This book tells us plenty about mass murder.

Of course, as the authors say, there are plenty of reasons not to "kill them all." Namely, they are like us. And, I might add that what goes around can come around.

But there are instances of mass murder as well as smaller incidents that have the same sorts of causes. We see how fear and other elements can lead to a desire to murder. We see that many soldiers in wartime can express a desire to kill enemy civilians as a matter of policy. We see how people can overcome their rather natural antipathy towards working as slaughterers. We see that many people can show a willingness to kill someone who merely makes them angry (as long as they only need to push a button or turn a knob to do it and feel that they have the authority to do so). We see the sort of propaganda that can be used to demean and dehumanize those who are intended victims.
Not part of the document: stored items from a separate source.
PR #95, opened 2019-04-25
Dlm threading

we7u:
This should fix any GUI threading issues in dlm.c. I commented out the Xm function call, the write to the status line, the variable being used for the string and the xastir_snprintf() that set the variable.

Once this has undergone a bit of testing I can go in and remove those bits altogether. That can be the last step of the bug report before it is closed (assuming this attempt is successful).

### DIFF
--- a/src/dlm.c
+++ b/src/dlm.c
@@ -44,7 +44,7 @@
 #include <strings.h>
 #endif  // HAVE_STRINGS_H
 
-#include <Xm/XmAll.h>
+//#include <Xm/XmAll.h>
 
 #ifdef HAVE_LIBCURL
 #include <curl/curl.h>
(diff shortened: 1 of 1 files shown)


tvrusso:
Sure, this will take out all use of X from the DLM, and should eliminate any possibility  of thread-unsafe usage.  It does, unfortunately, mean that a user will have no indication of what the DLM is doing as it is doing it, but perhaps that is a sacrifice that we can live with.

I am unable to do any testing on this at all, because I have never seen the crash despite many, many tries on three different OSen, and further I am unavailable for all Xastir work for the next few days.  Someone who actually can make the thing fail will have to review it to see if it actually fixes the map crashes of #66.

godfreja:
This code change looks fine to me. I can't reliably reproduce the error this is trying to address, so I can't test if this is an actual fix. It looks like it is.

Issue #72, opened 2019-04-22
Potential problem with mixture of long/unsigned long/abs in map_tif.c


tvrusso:
map_tif.c contains some lines of code that cause clang on OS X (and clang in general on other OSen) to throw some warnings about use of abs() on an unsigned expression.

Investigating, this is not just a warning that should be removed while working on #24, but an actual usage error that probably needs fixing correctly, not just warning silence effort.  It could (but does not in any case I've experimented with) produce wrong answers in addition to warnings.

A typical line in map_tif.c that causes this warning is:
```
        xastir_left_x_increment = (float)
            (1.0 * abs(SW_x_bounding_wgs84 - NW_x_bounding_wgs84)   // Need to add one pixel worth here yet
            / abs(SW_y - NW_y));
```
In this code, xastir_left_x_increment is of type float, SW_x_bounding_wgs84 and NW_x_bounding_wgs84 are both unsigned longs, and SW_x and NW_x are both signed ints.

The warning is this:

```
map_tif.c:1999:20: warning: taking the absolute value of unsigned type 'unsigned long' has no effect [-Wabsolute-value]
            (1.0 * abs(SW_x_bounding_wgs84 - NW_x_bounding_wgs84)   // Need to add one pixel worth here yet
                   ^
map_tif.c:1999:20: note: remove the call to 'abs' since unsigned values cannot be negative
            (1.0 * abs(SW_x_bounding_wgs84 - NW_x_bounding_wgs84)   // Need to add one pixel worth here yet
                   ^~~

```
The problem here is that according to standard C expression typing rules, the difference between two unsigned ints is itself an unsigned int --- so even if SW_x_bounding_wgs84 is smaller than NW_x_bounding_wgs84, the difference between them is NEVER negative --- it's an unsigned value, and is carried out in unsigned arithmetic.  abs() is supposed to take a signed int and return a signed int

This code has existed in this way in map_tif.c since map_tif.c was split out from maps.c in commit 2bcc1e9, and existed in maps.c since the beginning of history in commit fa09e5594.

But it's  technically wrong (according to C type conversion rules) whenever the difference in the numerator's abs call is negative, but **_clang's suggestion to remove the call  (which does indeed silence the warning) actually causes it to produce wrong answers_**, which is even worse.

[...]

PR #104, opened 2019-04-27
Osx warnings

we7u:
Implemented a bunch of fixes for compiler warnings that were showing up in the OSX build. This is part of the fix for bug #24.

### DIFF
--- a/src/map_OSM.c
+++ b/src/map_OSM.c
@@ -195,7 +195,7 @@ static long osm_scale_x(long xastir_scale_x) {
        if (xastir_scale_x > osm_level[i]) {
             continue;
         } else {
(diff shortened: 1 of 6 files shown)


tvrusso:
Per #72, I believe there are some problems with commit e51b371 and commit 6ff17d6.

In commit 6ff17d6, the difference between two unsigneds is cast to an int.  This almost certainly works fine, but what one really wants is to cast both unsigneds to an int before subtracting them (to guarantee that the difference will be strictly correct).

Commit e51b371 is the more dangerous one, because it replaces abs(unsigned1-unsigned2) with (unsigned1-unsigned2).  Per the discussion in #72, this is the wrong fix (even though Clang says to do it) because if unsigned1 is less than unsigned2 it will produce a nonsense result.

PR #118, opened 2019-05-08
Natmap

k5dat:
Removed 7 nonfunctional geo files for online maps from nationalmap.gov and added 5 new functional files.  Due to changes with respect to what is offered by nationalmap.gov, this is not an apples-apples update of the original 7 files. The new files contain "WMS" in the name because it is possible to create additional geo files that retrieve the same map data via tiles similar to OSM tiled maps.


godfreja:
Did you intend to close this without a merge happening?

tvrusso:
I will not be able to review this today.  Curt, could ya?  Looks really straightforward, but all 5 new maps need testing.

we7u:
Already checked out the maps earlier today. Work fine minus map timeouts since I have a large screen and the 'net is slow here. Cached maps are super-fast. These maps look great!

k5dat:
Thanks for merging it in. I had one timeout when testing them out this
morning. Wanted to be sure they still worked 'cause the files were created
back in November 2018.

Lee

It is clear that all sorts of people can support mass murder, out of some sort of rather basic instincts, even if they do not think of themselves as having any special overall loyalties or prejudices. One can use one's ability to reason to find excuses for one's behavior rather than to take some other course of action. And it is very common for people to refuse to even consider changing their stances on the basis of facts or logic.

Well, how does one oppose such behavior?

Chirot and McCauley have some comments on this, but they are not wildly hopeful. And I tend to agree, even though mass murder is counterproductive and unnecessary. Any group that has the ability to commit mass murder can almost always do something less extreme that has lesser long-term negative consequences for both sides. But will intelligent people agree to take facts and logic seriously? The authors imply that many won't do so and that they'll have to be restrained by outsiders. My reaction is that outsiders may be unreasonable as well: we've seen mass murders in the last couple of decades in spite of the purported attempts of "outsiders" to stop them.

I think this book is interesting, and I recommend it.